Jim Quealey

Personal information
- Full name: James Leslie Quealey
- Born: 20 June 1917 Sydney, Australia

Playing information
- Position: Halfback
Club
| Years | Team | Pld | T | G | FG | P |
| 1938–45 | Balmain | 80 | 13 | 46 | 0 | 131 |
Representative
| Years | Team | Pld | T | G | FG | P |
| 1940 | New South Wales | 1 | 0 | 0 | 0 | 0 |
- Source:

= Jim Quealey =

Australian rugby league footballer (born 1917)

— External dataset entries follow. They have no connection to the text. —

PR #914, opened 2026-01-10
feat(agnocastlib): implement cancel() for CallbackIsolatedAgnocastExecutor

atsushi421:
## Description

Add cancel() public method to CallbackIsolatedAgnocastExecutor that enables shutdown of the executor and all child executors managing isolated callback groups.

## Related links

https://github.com/ros2/rclcpp/blob/41182a972055bdcfd9c19888c2f302ef8882b0ca/rclcpp/src/rclcpp/executor.cpp#L487

## How was this PR tested?

- [x] Unit test
- [x] sample application

### DIFF
--- a/src/agnocastlib/src/agnocast_callback_isolated_executor.cpp
+++ b/src/agnocastlib/src/agnocast_callback_isolated_executor.cpp
@@ -311,6 +311,7 @@ void CallbackIsolatedAgnocastExecutor::remove_node(rclcpp::Node::SharedPtr node_
 
 void CallbackIsolatedAgnocastExecutor::cancel()
 {
+  spinning.store(false);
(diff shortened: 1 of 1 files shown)


src/agnocastlib/src/agnocast_callback_isolated_executor.cpp
```diff
@@ -305,4 +309,15 @@ void CallbackIsolatedAgnocastExecutor::remove_node(rclcpp::Node::SharedPtr node_
   remove_node(node_ptr->get_node_base_interface(), notify);
 }
 
+void CallbackIsolatedAgnocastExecutor::cancel()
+{
```
Koichi98: No need to add `spinning.store(false)`?

PR #1001, opened 2026-02-05
test(agnocastlib): add unit tests for node base

Koichi98:
## Description
Reorganize the NodeBase unit tests into specification tests and fill in gaps in API coverage. All tests follow Arrange / Act / Assert and are grouped by the contract they document.

## How was this PR tested?

- [ ] Autoware (required)
- [ ] sample application

**Important notes:**

### DIFF
--- a/src/agnocastlib/test/unit/test_node_base.cpp
+++ b/src/agnocastlib/test/unit/test_node_base.cpp
@@ -675,6 +675,36 @@ TEST_F(TestNodeBase, resolve_topic_name_throws_for_unknown_substitution)
     node_base->resolve_topic_or_service_name("{unknown}", false, true), std::runtime_error);
 }
 
+TEST_F(TestNodeBase, resolve_topic_name_applies_remap_rule_when_only_expand_false)
+{
+  // Arrange
+  auto options = node_options_without_parameter_services();
+  options.arguments({"--ros-args", "-r", "/foo:=/bar"});
+  node_ = std::make_shared<agnocast::Node>("my_node", "/my_ns", options);
+  auto node_base = node_->get_node_base_interface();
+
+  // Act
+  auto resolved = node_base->resolve_topic_or_service_name("/foo", false, false);
+
+  // Assert
+  EXPECT_EQ("/bar", resolved);
+}
+
+TEST_F(TestNodeBase, resolve_service_name_applies_remap_rule_when_only_expand_false)
+{
+  // Arrange
+  auto options = node_options_without_parameter_services();
+  options.arguments({"--ros-args", "-r", "/foo_srv:=/bar_srv"});
+  node_ = std::make_shared<agnocast::Node>("my_node", "/my_ns", options);
+  auto node_base = node_->get_node_base_interface();
+
+  // Act
+  auto resolved = node_base->resolve_topic_or_service_name("/foo_srv", true, false);
+
+  // Assert
+  EXPECT_EQ("/bar_srv", resolved);
+}
+
 // =============================================================================
 // Category 9: on_callback_group_created hook
 //
--- a/src/agnocastlib/test/unit/test_node_base.cpp
+++ b/src/agnocastlib/test/unit/test_node_base.cpp
@@ -803,7 +803,10 @@ TEST_F(TestNodeBase, on_callback_group_created_fires_after_group_is_registered)
 //   - get_local_args() returns the rcl_arguments_t parsed from
 //     NodeOptions::arguments() (non-null even with no arguments).
 //   - get_global_args() returns nullptr when NodeOptions::use_global_arguments
-//     is false; otherwise it reflects the global agnocast context.
+//     is false, or when it is true but agnocast::init() has not been called.
+//     Only when use_global_arguments is true AND agnocast::init() has been
+//     called does it return a non-null pointer reflecting the global agnocast
+//     context.
 // =============================================================================
 
 TEST_F(TestNodeBase, get_local_args_is_non_null_for_default_options)
@@ -833,4 +836,24 @@ TEST_F(TestNodeBase, get_global_args_is_null_when_use_global_arguments_is_false)
 
   // Assert
   EXPECT_EQ(nullptr, global_args);
+}
+
+TEST_F(TestNodeBase, get_global_args_is_non_null_when_g_context_is_initialized)
+{
+  // Arrange: agnocast::init() populates g_context with parsed arguments,
+  // which the constructor reads when use_global_arguments=true (default).
+  agnocast::init(0, nullptr);
+  {
+    auto options = node_options_without_parameter_services();
+    auto node = std::make_shared<agnocast::Node>("my_node", "/my_ns", options);
+    auto node_base = std::static_pointer_cast<agnocast::node_interfaces::NodeBase>(
+      node->get_node_base_interface());
+
+    // Act
+    const rcl_arguments_t * global_args = node_base->get_global_args();
+
+    // Assert
+    EXPECT_NE(nullptr, global_args);
+  }
+  agnocast::shutdown();
 }
--- a/src/agnocastlib/test/unit/test_node_base.cpp
+++ b/src/agnocastlib/test/unit/test_node_base.cpp
@@ -144,6 +144,33 @@ TEST_F(TestNodeBase, get_fully_qualified_name_supports_nested_namespaces)
   EXPECT_STREQ("/ns1/ns2/ns3/my_node", fqn);
 }
 
+TEST_F(TestNodeBase, constructor_applies_node_and_ns_remap_rules)
+{
+  // Arrange
+  auto options = node_options_without_parameter_services();
+  options.arguments({"--ros-args", "-r", "__node:=remapped_node", "-r", "__ns:=/remapped_ns"});
+  node_ = std::make_shared<agnocast::Node>("my_node", "/my_ns", options);
+  auto node_base = node_->get_node_base_interface();
+
+  // Act / Assert
+  EXPECT_STREQ("remapped_node", node_base->get_name());
+  EXPECT_STREQ("/remapped_ns", node_base->get_namespace());
+  EXPECT_STREQ("/remapped_ns/remapped_node", node_base->get_fully_qualified_name());
+}
+
+TEST_F(TestNodeBase, constructor_throws_when_no_args_available_for_remap)
+{
+  // Arrange: with both local and global args NULL, rcl_remap_name returns
+  // RCL_RET_INVALID_ARGUMENT.
+  auto context = rclcpp::contexts::get_global_default_context();
+
+  // Act / Assert
+  EXPECT_THROW(
+    agnocast::node_interfaces::NodeBase(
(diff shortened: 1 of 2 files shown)


src/agnocastlib/test/unit/test_node_base.cpp
```diff
@@ -0,0 +1,774 @@
...
+// =============================================================================
+
+TEST_F(TestNodeBase, get_notify_guard_condition_throws_runtime_error)
+{
+  // Arrange
+  auto node_base = create_node_base("my_node", "/my_ns");
+
+  // Act / Assert
+  EXPECT_THROW(node_base->get_notify_guard_condition(), std::runtime_error);
+}
```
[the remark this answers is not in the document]
Koichi98: Fixed in https://github.com/autowarefoundation/agnocast/pull/1001/commits/c6353ae26bf96983558cbe634c62e0e05ad8dc0b

src/agnocastlib/test/unit/test_node_base.cpp
```diff
@@ -0,0 +1,774 @@
...
+
+// =============================================================================
+// Category 6: Notify guard condition (unsupported by design)
+//
+// Specification:
+//   - agnocast::Node uses an epoll-based dispatcher rather than rclcpp's
+//     guard-condition notification, so guard-condition accessors throw
+//     std::runtime_error. On rclcpp 28+ (Jazzy), the additional
+//     get_shared_notify_guard_condition() and trigger_notify_guard_condition()
+//     overloads share the same contract.
```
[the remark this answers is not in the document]
Koichi98: Fixed in https://github.com/autowarefoundation/agnocast/pull/1001/commits/c6353ae26bf96983558cbe634c62e0e05ad8dc0b.

atsushi421:
Audited this PR against `rclcpp::node_interfaces::NodeBaseInterface` for both `humble` and `jazzy`:

- ✅ Every public method of `NodeBaseInterface` is covered (18/18 on humble, 20/20 on jazzy — the jazzy-only `get_shared_notify_guard_condition` / `trigger_notify_guard_condition` are correctly guarded by `#if RCLCPP_VERSION_MAJOR >= 28`).
- ⚠️ One branch-level gap: all nine `resolve_topic_or_service_name` tests pass `only_expand = true`, so the remap path (the production default `only_expand = false`, which calls `rcl_remap_topic_name` / `rcl_remap_service_name`) is never exercised. Could you add tests for that branch — e.g. construct a node with `--ros-args -r /foo:=/bar` and assert remapping is applied for both `is_service=true` and `is_service=false`?

Koichi98:
@atsushi421 
> Could you add tests for that branch — e.g. construct a node with --ros-args -r /foo:=/bar and assert remapping is applied for both is_service=true and is_service=false?

Thanks! Added the tests as such.

src/agnocastlib/test/unit/test_node_base.cpp
```diff
@@ -0,0 +1,816 @@
...
+
+  // Act / Assert
+  EXPECT_THROW(node_base->get_notify_guard_condition(), std::runtime_error);
+}
+
+TEST_F(TestNodeBase, get_notify_guard_condition_returns_guard_when_context_is_valid)
+{
+  // Arrange: rclcpp::init() makes the default context valid. Scope the node
+  // so it is destroyed before rclcpp::shutdown() to keep cleanup well-defined.
+  rclcpp::init(0, nullptr);
```
atsushi421: Calling rclcpp::init/shutdown on the default rclcpp context creates fragile coupling with other tests in the same binary that may also touch the default context (e.g., via agnocast::init). If the default context is already initialized when this test runs, rclcpp::init will throw ContextAlreadyInitialized; once shutdown runs, the default context cannot be cleanly re-initialized later in the process. Use a local rclcpp::Context (via NodeOptions().context(ctx)) and shut down only that local context to isolate from global state.

src/agnocastlib/test/unit/test_node_base.cpp
```diff
@@ -0,0 +1,816 @@
...
+#include "agnocast/node/node_interfaces/node_base.hpp"
+#include "rclcpp/rclcpp.hpp"
+#include "rclcpp/version.h"
+
+#include <gtest/gtest.h>
+
+class TestNodeBase : public ::testing::Test
+{
+protected:
+  void SetUp() override {}
```
atsushi421: Empty SetUp() and TearDown() overrides duplicate the base class defaults and add boilerplate without functionality. Remove both.

src/agnocastlib/test/unit/test_node_base.cpp
```diff
@@ -0,0 +1,816 @@
...
+    return node_->get_node_base_interface();
+  }
+
+  // Down-cast to the concrete NodeBase to access methods that are not part of
+  // rclcpp::NodeBaseInterface (e.g. set_on_callback_group_created, get_local_args).
+  agnocast::node_interfaces::NodeBase::SharedPtr create_concrete_node_base(
+    const std::string & node_name, const std::string & node_namespace)
+  {
+    auto base = create_node_base(node_name, node_namespace);
+    return std::dynamic_pointer_cast<agnocast::node_interfaces::NodeBase>(base);
```
atsushi421: create_concrete_node_base just constructed an agnocast::Node, so the downcast can never fail. Use std::static_pointer_cast<agnocast::node_interfaces::NodeBase>(base) to express the invariant directly and drop the redundant ASSERT_NE(nullptr, ...) checks at each call site.

src/agnocastlib/test/unit/test_node_base.cpp
```diff
@@ -0,0 +1,816 @@
...
+  auto node_base = create_node_base("my_node", "/my_ns");
+
+  // Act
+  bool value = node_base->get_use_intra_process_default();
+
+  // Assert
+  EXPECT_FALSE(value);
+}
+
+TEST_F(TestNodeBase, get_use_intra_process_default_reflects_node_options_true)
```
atsushi421, line 517: The four ..._reflects_node_options_true/false tests in Category 7 differ only in a boolean flag. Convert them to TEST_P with INSTANTIATE_TEST_SUITE_P(::testing::Bool()) to halve the source size and remove copy-paste drift risk.

src/agnocastlib/test/unit/test_node_base.cpp
```diff
@@ -0,0 +1,816 @@
...
+  auto options = node_options_without_parameter_services();
+  options.use_global_arguments(false);
+  auto node = std::make_shared<agnocast::Node>("my_node", "/my_ns", options);
+  auto node_base =
+    std::dynamic_pointer_cast<agnocast::node_interfaces::NodeBase>(node->get_node_base_interface());
+  ASSERT_NE(nullptr, node_base);
+
+  // Act
+  const rcl_arguments_t * global_args = node_base->get_global_args();
+
```
atsushi421, line 836: Only the use_global_arguments=false branch is tested. The complementary case (use_global_arguments=true with an initialized agnocast g_context returning the parsed global arguments) — i.e., the production path — is uncovered. Add a test that initializes the global context, builds a node with use_global_arguments(true), and asserts get_global_args() returns non-null.

src/agnocastlib/test/unit/test_node_base.cpp
```diff
@@ -0,0 +1,816 @@
...
+  // Assert
+  EXPECT_EQ(created, captured_last_group);
+  EXPECT_TRUE(last_group_known_to_node);
+}
+
+// =============================================================================
+// Category 10: Constructor-argument accessors (get_local_args / get_global_args)
+//
+// Specification:
```
atsushi421, line 802: This spec says get_global_args() returns nullptr when use_global_arguments is false, otherwise it reflects the global agnocast context. The implementation also returns nullptr when use_global_arguments is true but g_context.is_initialized() is false (node_base.cpp:39-44). Update the spec to: returns nullptr when use_global_arguments is false, OR when use_global_arguments is true but agnocast::init() has not been called; only when both conditions hold does it return a non-null pointer.

atsushi421 (commented):
Constructor coverage gap: NodeBase's constructor calls rcl_remap_node_name and rcl_remap_node_namespace and throws std::runtime_error on failure (node_base.cpp:48-82), but no test exercises the remap success path or the throw path. Tests for get_name/get_namespace/get_fully_qualified_name only cover pass-through. Add tests passing NodeOptions::arguments({"--ros-args", "-r", "__node:=remapped"}) and -r __ns:=/remapped_ns, asserting the accessors return the remapped values.

src/agnocastlib/test/unit/test_node_base.cpp
Koichi98: Fixed in https://github.com/autowarefoundation/agnocast/pull/1001/commits/4eaca28a31a33050cfd8bb4f119420fcd83a5bf3.

src/agnocastlib/test/unit/test_node_base.cpp
Koichi98: Fixed in https://github.com/autowarefoundation/agnocast/pull/1001/commits/414121a4c0a7e1354a2e0123dacae65121eea4db (and also in https://github.com/autowarefoundation/agnocast/pull/1001/commits/4eaca28a31a33050cfd8bb4f119420fcd83a5bf3).

src/agnocastlib/test/unit/test_node_base.cpp
Koichi98: I considered the same refactor, but `TEST_P` hurts a bit of readability and the savings are marginal after fixture/`INSTANTIATE_TEST_SUITE_P` boilerplate. For just two boolean variants, I'd prefer to keep the explicit TEST_F form.

src/agnocastlib/test/unit/test_node_base.cpp
Koichi98: Fixed in https://github.com/autowarefoundation/agnocast/pull/1001/commits/71287ba7bf62963233b944c3da5b9f1c903bd98e.

src/agnocastlib/test/unit/test_node_base.cpp
Koichi98: Fixed in https://github.com/autowarefoundation/agnocast/pull/1001/commits/af8369955ca14f5f0f761e41542f123cd7c542be.

src/agnocastlib/test/unit/test_node_base.cpp
Koichi98: Fixed in https://github.com/autowarefoundation/agnocast/pull/1001/commits/af8369955ca14f5f0f761e41542f123cd7c542be.

Koichi98:
@atsushi421 
> Add tests passing NodeOptions::arguments({"--ros-args", "-r", "__node:=remapped"}) and -r __ns:=/remapped_ns, asserting the accessors return the remapped values.

Added tests in https://github.com/autowarefoundation/agnocast/pull/1001/commits/570d13b3b6cce1ecee4f58eab934691f359a10ae.

atsushi421 (approved):

PR #1008, opened 2026-02-06
fix(agnocast_e2e_test): 1to1 e2e test failure when Bridge Mode is off

kobayu858:
## Description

James Leslie Quealey (born 20 June 1917) was an Australian professional rugby league footballer who played in the 1930s and 1940s. He played for Balmain as a halfback. He was born in Sydney.

==Playing career==
Quealey made his debut in 1938 for Balmain. The following year, Quealey was a member of the Balmain side which won the 1939 premiership defeating South Sydney 33–4 in the grand final at the Sydney Cricket Ground with Quealey scoring a try in the rout. In 1940, Quealey was selected to play for New South Wales in an interstate game against Queensland. Quealey played with Balmain for another 5 seasons but was not a member of the 1944 premiership winning side. He retired at the end of 1945.